[Data for this task]

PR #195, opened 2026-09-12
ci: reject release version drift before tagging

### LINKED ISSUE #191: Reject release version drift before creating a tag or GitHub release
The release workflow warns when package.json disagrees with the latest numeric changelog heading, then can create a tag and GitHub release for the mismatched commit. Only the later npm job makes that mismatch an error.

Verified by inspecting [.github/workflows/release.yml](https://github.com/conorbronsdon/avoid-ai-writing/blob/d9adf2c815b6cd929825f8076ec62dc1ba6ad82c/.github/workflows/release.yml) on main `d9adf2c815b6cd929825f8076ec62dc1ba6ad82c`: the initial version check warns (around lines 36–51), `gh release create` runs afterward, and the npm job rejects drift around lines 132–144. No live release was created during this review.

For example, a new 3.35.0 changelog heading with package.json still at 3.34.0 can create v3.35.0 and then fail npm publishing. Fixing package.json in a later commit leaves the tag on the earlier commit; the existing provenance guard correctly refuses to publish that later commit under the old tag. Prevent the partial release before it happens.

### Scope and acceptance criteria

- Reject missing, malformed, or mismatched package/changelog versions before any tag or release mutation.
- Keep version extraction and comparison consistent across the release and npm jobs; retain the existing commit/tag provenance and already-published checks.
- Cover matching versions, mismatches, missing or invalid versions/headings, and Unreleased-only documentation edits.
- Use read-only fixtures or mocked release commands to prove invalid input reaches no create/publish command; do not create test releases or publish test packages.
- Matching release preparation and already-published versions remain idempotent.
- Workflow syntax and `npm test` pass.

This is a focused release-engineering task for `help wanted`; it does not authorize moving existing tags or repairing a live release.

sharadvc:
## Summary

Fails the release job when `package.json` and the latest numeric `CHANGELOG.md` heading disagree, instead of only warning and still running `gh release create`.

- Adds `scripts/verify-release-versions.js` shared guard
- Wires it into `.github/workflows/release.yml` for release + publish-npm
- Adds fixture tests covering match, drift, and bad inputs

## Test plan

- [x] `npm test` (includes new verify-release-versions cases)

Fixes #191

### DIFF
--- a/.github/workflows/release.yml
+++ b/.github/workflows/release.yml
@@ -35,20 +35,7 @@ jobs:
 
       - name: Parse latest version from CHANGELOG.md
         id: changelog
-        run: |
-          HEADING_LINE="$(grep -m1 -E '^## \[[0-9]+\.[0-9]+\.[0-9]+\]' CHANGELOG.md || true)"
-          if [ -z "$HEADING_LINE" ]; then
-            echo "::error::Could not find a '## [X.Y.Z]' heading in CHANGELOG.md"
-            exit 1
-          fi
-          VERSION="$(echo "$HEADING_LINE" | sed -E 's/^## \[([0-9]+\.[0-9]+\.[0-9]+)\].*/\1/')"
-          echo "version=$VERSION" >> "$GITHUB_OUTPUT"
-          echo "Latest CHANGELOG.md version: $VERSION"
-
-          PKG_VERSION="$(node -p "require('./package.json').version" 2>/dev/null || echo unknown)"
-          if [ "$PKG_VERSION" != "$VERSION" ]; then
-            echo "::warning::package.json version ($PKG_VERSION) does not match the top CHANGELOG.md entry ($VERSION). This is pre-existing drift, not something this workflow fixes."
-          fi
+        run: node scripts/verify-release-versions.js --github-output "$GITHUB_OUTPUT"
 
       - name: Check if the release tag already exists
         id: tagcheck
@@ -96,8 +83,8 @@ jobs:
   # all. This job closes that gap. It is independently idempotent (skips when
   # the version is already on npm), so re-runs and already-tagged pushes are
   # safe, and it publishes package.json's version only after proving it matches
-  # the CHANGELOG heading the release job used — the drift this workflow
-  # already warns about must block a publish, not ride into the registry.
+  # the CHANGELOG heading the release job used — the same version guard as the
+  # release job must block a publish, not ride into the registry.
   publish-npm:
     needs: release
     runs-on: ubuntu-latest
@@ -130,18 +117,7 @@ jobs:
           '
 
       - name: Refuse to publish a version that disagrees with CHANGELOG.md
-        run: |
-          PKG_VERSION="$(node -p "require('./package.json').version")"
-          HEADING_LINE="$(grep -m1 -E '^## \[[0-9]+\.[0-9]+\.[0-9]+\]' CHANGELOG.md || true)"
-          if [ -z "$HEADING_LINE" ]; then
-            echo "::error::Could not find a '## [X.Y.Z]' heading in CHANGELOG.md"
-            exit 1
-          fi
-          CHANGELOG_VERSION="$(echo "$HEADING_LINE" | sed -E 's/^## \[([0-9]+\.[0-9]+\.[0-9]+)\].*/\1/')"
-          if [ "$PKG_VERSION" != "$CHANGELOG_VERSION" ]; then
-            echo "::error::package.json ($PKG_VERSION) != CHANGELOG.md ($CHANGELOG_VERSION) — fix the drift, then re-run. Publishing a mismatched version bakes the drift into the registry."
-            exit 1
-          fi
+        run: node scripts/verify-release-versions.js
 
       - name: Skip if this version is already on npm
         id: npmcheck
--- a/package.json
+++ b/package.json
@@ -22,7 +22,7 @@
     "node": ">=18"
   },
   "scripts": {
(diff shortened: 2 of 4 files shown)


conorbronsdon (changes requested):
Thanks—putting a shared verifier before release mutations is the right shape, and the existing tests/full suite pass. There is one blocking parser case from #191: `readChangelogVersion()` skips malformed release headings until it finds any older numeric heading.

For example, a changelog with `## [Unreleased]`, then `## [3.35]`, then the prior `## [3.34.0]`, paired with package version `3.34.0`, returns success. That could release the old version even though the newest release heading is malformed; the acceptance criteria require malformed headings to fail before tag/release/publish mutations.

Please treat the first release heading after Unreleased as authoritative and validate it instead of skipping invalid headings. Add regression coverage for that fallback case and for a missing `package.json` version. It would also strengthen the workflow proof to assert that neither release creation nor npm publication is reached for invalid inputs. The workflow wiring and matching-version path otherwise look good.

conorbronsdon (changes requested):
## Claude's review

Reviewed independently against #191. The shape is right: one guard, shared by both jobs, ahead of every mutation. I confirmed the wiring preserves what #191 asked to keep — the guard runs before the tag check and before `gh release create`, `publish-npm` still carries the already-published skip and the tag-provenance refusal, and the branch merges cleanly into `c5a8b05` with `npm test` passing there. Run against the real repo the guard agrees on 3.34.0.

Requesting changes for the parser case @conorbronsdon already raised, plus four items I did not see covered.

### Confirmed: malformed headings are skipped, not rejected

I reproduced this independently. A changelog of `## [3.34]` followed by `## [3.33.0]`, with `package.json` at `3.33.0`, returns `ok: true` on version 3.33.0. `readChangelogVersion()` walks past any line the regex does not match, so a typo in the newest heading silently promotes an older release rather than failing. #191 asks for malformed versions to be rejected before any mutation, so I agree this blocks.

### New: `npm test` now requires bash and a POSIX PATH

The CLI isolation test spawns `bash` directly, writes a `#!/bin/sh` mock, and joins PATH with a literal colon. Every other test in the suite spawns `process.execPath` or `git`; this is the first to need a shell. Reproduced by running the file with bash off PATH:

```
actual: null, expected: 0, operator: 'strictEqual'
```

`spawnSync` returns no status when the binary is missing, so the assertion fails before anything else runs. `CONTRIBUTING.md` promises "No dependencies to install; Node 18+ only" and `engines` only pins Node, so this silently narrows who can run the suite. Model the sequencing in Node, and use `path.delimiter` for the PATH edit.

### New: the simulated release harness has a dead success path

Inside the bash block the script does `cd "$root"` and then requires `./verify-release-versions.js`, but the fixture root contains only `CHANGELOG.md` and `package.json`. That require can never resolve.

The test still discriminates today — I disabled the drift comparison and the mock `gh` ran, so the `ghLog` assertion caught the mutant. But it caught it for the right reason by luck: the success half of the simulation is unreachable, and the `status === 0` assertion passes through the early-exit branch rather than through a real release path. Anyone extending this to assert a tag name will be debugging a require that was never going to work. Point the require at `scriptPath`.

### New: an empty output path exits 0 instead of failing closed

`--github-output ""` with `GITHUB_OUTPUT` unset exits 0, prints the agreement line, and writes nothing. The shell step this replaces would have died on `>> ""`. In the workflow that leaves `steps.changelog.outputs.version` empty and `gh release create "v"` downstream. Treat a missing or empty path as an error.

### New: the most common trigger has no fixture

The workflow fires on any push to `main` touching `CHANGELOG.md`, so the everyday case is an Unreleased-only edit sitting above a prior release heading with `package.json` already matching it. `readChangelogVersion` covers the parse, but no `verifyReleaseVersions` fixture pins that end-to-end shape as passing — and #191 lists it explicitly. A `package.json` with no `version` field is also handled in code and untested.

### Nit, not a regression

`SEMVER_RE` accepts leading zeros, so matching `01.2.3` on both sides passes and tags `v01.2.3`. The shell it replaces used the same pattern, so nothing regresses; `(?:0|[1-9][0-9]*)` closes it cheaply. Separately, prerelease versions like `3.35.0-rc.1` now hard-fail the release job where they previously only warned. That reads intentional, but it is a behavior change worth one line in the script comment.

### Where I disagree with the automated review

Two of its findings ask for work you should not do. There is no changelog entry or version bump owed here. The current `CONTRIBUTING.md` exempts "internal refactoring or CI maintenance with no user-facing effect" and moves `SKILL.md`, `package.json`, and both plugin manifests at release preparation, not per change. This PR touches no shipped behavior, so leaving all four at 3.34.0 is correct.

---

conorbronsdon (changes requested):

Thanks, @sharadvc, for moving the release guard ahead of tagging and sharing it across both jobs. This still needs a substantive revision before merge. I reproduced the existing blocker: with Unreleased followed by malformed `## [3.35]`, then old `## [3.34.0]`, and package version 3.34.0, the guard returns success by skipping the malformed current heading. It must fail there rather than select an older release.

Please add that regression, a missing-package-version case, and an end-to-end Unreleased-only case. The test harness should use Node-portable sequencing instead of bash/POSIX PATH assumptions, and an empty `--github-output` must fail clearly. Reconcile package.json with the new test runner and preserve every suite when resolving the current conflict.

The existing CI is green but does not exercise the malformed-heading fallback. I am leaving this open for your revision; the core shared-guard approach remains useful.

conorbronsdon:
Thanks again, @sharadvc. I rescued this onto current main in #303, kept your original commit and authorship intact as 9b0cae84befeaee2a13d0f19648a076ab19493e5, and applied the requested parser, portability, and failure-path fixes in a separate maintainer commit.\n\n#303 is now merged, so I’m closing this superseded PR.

[/Data for this task]

* _Exercise brief_:
Above are the records; repeat exactly the lines from the one holding "-96,8 +83,8 @@" down to the one holding "Thanks—putting a shared", end lines included.

* _Reply to the task_:
@@ -96,8 +83,8 @@ jobs:
   # all. This job closes that gap. It is independently idempotent (skips when
   # the version is already on npm), so re-runs and already-tagged pushes are
   # safe, and it publishes package.json's version only after proving it matches
-  # the CHANGELOG heading the release job used — the drift this workflow
-  # already warns about must block a publish, not ride into the registry.
+  # the CHANGELOG heading the release job used — the same version guard as the
+  # release job must block a publish, not ride into the registry.
   publish-npm:
     needs: release
     runs-on: ubuntu-latest
@@ -130,18 +117,7 @@ jobs:
           '
 
       - name: Refuse to publish a version that disagrees with CHANGELOG.md
-        run: |
-          PKG_VERSION="$(node -p "require('./package.json').version")"
-          HEADING_LINE="$(grep -m1 -E '^## \[[0-9]+\.[0-9]+\.[0-9]+\]' CHANGELOG.md || true)"
-          if [ -z "$HEADING_LINE" ]; then
-            echo "::error::Could not find a '## [X.Y.Z]' heading in CHANGELOG.md"
-            exit 1
-          fi
-          CHANGELOG_VERSION="$(echo "$HEADING_LINE" | sed -E 's/^## \[([0-9]+\.[0-9]+\.[0-9]+)\].*/\1/')"
-          if [ "$PKG_VERSION" != "$CHANGELOG_VERSION" ]; then
-            echo "::error::package.json ($PKG_VERSION) != CHANGELOG.md ($CHANGELOG_VERSION) — fix the drift, then re-run. Publishing a mismatched version bakes the drift into the registry."
-            exit 1
-          fi
+        run: node scripts/verify-release-versions.js
 
       - name: Skip if this version is already on npm
         id: npmcheck
--- a/package.json
+++ b/package.json
@@ -22,7 +22,7 @@
     "node": ">=18"
   },
   "scripts": {
(diff shortened: 2 of 4 files shown)


conorbronsdon (changes requested):
Thanks—putting a shared verifier before release mutations is the right shape, and the existing tests/full suite pass. There is one blocking parser case from #191: `readChangelogVersion()` skips malformed release headings until it finds any older numeric heading.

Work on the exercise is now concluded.